## Task details
Reproduce precisely the lines of the listing below, starting with the line that contains "PR #6166, opened 2025-01-20" and stopping after the line that contains "1. Go to Dispensary -> Prescriptions"; include nothing else.
——————
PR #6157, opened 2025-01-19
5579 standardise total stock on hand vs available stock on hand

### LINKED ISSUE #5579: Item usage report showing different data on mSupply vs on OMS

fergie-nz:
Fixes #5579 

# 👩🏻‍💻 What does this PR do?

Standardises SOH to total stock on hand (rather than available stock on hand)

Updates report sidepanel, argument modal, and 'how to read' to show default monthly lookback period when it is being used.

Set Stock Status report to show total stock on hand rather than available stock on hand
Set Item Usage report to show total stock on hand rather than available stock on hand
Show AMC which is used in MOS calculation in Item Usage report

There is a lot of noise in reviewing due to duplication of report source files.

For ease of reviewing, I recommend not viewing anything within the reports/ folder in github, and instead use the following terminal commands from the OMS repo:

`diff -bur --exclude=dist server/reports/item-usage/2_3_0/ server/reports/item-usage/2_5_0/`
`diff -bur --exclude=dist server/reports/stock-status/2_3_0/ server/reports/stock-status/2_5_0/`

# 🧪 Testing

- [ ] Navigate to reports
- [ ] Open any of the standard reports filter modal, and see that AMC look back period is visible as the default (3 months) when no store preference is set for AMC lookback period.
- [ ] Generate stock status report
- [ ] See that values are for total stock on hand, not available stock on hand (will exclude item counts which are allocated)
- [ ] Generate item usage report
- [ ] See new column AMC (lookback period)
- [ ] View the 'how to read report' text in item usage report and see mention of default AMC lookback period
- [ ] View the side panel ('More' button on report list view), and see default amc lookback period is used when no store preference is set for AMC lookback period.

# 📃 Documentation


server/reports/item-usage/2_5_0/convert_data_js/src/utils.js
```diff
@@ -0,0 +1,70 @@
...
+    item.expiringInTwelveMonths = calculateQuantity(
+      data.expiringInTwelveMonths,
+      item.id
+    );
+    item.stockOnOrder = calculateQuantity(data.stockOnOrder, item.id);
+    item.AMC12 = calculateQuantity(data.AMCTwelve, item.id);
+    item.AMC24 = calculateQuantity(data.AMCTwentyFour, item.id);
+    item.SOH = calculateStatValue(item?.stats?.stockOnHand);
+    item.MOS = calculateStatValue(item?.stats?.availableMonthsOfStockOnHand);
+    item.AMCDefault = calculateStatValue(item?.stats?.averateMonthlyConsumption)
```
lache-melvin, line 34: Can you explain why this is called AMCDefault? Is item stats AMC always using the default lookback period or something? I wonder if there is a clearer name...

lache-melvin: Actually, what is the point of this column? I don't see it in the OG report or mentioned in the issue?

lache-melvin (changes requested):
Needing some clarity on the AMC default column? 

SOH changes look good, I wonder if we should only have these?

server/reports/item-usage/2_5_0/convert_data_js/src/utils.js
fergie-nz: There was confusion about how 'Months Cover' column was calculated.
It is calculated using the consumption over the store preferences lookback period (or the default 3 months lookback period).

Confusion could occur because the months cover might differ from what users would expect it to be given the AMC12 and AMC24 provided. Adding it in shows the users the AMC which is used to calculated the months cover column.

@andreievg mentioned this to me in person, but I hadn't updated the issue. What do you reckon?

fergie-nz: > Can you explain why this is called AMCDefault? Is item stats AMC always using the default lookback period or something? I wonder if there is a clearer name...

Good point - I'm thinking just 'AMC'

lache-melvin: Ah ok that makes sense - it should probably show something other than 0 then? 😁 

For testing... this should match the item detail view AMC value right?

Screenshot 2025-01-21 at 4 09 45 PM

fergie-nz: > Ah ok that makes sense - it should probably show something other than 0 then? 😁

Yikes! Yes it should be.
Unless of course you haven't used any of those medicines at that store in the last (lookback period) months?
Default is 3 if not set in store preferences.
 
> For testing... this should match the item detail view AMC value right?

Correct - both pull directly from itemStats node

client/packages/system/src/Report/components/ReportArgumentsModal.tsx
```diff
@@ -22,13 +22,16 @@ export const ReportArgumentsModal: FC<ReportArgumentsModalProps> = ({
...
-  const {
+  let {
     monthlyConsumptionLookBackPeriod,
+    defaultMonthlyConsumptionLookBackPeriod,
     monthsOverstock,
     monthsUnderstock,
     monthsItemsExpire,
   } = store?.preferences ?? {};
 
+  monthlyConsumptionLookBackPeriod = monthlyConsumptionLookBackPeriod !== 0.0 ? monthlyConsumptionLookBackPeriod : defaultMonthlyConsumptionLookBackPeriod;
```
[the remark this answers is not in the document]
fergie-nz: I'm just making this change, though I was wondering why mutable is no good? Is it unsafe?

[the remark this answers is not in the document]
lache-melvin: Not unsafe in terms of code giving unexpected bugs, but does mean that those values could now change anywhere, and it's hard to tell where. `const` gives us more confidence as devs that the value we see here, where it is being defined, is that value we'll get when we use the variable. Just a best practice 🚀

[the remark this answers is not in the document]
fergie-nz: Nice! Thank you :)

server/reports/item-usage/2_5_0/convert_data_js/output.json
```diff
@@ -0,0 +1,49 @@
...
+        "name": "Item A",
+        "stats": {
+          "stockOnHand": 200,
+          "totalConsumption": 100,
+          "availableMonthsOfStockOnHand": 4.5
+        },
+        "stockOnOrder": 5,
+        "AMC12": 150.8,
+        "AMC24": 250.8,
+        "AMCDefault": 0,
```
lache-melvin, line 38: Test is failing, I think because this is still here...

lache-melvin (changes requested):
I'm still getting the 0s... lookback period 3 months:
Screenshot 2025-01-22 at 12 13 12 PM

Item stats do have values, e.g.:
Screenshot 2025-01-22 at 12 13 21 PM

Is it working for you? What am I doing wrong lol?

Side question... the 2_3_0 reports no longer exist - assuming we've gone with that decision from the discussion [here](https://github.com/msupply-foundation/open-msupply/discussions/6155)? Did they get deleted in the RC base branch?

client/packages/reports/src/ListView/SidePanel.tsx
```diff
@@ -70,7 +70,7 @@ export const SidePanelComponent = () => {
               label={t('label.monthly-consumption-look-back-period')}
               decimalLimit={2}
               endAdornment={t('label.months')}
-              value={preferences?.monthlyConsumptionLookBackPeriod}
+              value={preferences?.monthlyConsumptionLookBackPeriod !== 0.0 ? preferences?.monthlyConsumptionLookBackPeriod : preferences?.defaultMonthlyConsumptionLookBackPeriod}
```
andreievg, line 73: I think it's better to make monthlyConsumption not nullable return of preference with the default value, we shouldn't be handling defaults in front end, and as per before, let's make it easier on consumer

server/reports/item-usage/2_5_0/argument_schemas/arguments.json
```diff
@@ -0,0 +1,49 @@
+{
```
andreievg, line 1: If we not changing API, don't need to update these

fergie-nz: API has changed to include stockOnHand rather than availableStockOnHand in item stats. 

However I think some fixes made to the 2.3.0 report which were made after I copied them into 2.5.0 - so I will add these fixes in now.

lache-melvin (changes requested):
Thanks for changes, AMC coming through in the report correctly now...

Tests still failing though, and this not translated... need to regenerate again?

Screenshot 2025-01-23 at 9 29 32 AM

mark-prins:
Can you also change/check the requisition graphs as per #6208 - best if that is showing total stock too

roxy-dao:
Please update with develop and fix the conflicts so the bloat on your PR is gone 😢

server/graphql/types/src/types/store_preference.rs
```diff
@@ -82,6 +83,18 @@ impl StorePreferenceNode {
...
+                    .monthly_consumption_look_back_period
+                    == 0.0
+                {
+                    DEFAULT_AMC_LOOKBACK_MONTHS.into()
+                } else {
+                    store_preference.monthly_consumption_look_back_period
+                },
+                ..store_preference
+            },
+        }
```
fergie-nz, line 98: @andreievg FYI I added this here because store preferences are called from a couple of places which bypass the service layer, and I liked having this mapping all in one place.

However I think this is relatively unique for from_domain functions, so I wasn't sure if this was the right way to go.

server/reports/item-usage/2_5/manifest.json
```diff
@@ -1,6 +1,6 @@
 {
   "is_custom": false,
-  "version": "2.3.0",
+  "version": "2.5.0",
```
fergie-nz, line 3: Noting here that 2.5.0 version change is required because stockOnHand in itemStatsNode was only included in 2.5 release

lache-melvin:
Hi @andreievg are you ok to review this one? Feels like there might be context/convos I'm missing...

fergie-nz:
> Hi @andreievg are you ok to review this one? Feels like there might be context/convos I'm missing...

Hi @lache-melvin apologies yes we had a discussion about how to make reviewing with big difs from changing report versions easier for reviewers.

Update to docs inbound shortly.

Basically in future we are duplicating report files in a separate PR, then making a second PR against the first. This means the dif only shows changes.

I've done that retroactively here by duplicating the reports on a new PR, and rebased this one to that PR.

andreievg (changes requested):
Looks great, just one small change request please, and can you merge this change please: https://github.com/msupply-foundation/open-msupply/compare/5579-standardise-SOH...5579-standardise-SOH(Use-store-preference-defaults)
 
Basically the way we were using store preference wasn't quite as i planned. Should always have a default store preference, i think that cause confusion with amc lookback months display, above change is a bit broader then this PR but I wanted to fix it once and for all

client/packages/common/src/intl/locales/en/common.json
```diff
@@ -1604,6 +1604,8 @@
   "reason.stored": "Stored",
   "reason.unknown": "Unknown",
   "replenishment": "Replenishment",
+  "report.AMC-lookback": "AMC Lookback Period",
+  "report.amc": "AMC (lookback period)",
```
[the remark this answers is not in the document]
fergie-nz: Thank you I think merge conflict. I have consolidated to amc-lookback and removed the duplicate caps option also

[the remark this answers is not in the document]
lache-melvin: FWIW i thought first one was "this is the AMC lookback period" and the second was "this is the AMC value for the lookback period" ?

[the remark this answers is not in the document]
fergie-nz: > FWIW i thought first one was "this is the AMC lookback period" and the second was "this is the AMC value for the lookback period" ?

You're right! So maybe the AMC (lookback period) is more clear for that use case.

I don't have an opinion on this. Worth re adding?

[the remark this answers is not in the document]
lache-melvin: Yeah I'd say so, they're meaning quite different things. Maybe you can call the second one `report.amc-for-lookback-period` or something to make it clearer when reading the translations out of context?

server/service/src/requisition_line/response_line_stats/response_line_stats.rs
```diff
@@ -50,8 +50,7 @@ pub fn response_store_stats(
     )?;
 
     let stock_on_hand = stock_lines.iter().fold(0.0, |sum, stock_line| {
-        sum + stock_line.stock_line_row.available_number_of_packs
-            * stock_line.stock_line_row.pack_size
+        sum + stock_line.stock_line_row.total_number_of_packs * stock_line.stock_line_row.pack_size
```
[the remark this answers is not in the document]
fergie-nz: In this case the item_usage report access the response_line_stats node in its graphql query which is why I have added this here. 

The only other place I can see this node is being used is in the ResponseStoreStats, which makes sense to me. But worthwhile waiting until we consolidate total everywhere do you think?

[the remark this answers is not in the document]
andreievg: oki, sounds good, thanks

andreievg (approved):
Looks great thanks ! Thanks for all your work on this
——————
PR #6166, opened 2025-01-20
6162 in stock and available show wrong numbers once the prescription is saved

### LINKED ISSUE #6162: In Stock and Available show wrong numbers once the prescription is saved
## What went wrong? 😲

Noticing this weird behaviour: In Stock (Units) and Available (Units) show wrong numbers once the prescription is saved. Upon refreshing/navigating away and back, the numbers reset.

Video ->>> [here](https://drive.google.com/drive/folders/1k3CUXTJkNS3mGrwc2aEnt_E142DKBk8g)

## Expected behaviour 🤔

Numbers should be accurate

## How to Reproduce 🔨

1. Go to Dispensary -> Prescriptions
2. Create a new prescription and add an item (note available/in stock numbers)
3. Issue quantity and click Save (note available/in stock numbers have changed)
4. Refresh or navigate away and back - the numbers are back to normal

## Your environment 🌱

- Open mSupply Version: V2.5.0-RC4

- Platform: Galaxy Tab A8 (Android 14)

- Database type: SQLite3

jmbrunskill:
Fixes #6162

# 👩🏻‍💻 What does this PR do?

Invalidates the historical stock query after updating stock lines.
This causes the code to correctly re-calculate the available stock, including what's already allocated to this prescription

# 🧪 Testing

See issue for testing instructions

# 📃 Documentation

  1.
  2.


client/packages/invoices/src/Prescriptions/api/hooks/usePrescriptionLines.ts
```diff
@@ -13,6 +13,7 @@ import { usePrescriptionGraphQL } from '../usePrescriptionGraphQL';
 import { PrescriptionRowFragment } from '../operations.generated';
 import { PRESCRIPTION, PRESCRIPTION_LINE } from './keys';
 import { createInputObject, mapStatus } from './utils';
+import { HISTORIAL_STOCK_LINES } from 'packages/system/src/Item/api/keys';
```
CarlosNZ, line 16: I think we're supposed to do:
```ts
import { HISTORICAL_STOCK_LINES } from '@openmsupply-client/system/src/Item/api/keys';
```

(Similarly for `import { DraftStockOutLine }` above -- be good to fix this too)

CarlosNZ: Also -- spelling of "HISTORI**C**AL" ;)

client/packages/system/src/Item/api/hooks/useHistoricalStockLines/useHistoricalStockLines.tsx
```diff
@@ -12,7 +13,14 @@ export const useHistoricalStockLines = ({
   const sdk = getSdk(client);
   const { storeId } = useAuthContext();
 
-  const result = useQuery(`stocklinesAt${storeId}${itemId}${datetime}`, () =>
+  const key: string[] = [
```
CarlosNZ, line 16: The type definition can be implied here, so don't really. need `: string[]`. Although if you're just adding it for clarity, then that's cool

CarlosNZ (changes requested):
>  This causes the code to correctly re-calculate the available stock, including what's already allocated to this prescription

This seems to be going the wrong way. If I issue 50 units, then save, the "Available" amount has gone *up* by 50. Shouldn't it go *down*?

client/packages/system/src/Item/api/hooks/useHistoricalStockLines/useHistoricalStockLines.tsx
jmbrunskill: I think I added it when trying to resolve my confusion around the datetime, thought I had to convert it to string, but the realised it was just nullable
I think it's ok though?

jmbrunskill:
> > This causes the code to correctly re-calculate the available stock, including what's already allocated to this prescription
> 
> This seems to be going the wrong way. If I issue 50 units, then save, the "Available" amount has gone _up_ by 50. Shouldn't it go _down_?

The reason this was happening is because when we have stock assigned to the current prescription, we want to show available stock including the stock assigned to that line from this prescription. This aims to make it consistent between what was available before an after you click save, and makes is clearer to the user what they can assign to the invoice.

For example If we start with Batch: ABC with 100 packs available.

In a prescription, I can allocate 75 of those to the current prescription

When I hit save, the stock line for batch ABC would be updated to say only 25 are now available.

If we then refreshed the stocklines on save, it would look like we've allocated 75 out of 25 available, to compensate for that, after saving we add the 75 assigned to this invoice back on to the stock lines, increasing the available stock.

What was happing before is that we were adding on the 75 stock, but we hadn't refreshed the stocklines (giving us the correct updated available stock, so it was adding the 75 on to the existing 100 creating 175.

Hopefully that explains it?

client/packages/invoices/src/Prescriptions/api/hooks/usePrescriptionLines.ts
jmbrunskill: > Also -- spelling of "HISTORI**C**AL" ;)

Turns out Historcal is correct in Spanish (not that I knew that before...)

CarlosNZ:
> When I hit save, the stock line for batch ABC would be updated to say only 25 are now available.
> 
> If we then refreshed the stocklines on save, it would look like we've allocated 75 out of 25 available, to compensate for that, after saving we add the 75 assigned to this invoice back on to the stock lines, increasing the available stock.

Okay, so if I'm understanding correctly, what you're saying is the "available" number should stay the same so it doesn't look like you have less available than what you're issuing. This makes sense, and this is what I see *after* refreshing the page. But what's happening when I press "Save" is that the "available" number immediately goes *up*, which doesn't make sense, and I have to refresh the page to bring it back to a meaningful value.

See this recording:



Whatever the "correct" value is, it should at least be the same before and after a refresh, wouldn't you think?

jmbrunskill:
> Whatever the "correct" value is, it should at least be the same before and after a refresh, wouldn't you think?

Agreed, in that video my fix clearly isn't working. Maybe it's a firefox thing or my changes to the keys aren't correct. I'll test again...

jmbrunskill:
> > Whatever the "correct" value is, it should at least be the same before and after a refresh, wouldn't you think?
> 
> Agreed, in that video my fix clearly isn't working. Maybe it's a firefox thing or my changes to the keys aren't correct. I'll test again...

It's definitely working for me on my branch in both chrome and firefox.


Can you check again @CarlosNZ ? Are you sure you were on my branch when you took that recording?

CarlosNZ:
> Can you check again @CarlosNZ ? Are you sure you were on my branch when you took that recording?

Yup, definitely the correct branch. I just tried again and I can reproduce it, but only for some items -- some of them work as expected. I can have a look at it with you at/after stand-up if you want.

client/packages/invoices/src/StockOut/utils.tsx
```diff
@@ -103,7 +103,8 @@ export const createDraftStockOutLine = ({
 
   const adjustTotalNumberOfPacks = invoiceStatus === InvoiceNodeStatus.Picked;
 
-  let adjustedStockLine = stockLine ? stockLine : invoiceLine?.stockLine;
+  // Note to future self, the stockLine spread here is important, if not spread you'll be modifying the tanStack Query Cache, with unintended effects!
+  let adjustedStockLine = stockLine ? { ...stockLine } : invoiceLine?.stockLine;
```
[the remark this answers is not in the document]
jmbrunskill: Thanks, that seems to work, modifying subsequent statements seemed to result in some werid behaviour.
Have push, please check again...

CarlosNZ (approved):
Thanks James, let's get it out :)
——————
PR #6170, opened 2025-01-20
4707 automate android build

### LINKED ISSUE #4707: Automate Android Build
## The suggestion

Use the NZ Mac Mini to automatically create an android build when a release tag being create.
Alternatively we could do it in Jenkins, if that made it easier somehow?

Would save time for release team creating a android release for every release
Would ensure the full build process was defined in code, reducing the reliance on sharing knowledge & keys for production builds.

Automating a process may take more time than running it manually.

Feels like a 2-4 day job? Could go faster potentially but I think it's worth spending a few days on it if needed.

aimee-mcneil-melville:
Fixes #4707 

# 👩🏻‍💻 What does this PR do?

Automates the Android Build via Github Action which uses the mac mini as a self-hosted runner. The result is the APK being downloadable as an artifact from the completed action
——————
## Answer to this task
PR #6166, opened 2025-01-20
6162 in stock and available show wrong numbers once the prescription is saved

### LINKED ISSUE #6162: In Stock and Available show wrong numbers once the prescription is saved
## What went wrong? 😲

Noticing this weird behaviour: In Stock (Units) and Available (Units) show wrong numbers once the prescription is saved. Upon refreshing/navigating away and back, the numbers reset.

Video ->>> [here](https://drive.google.com/drive/folders/1k3CUXTJkNS3mGrwc2aEnt_E142DKBk8g)

## Expected behaviour 🤔

Numbers should be accurate

## How to Reproduce 🔨

1. Go to Dispensary -> Prescriptions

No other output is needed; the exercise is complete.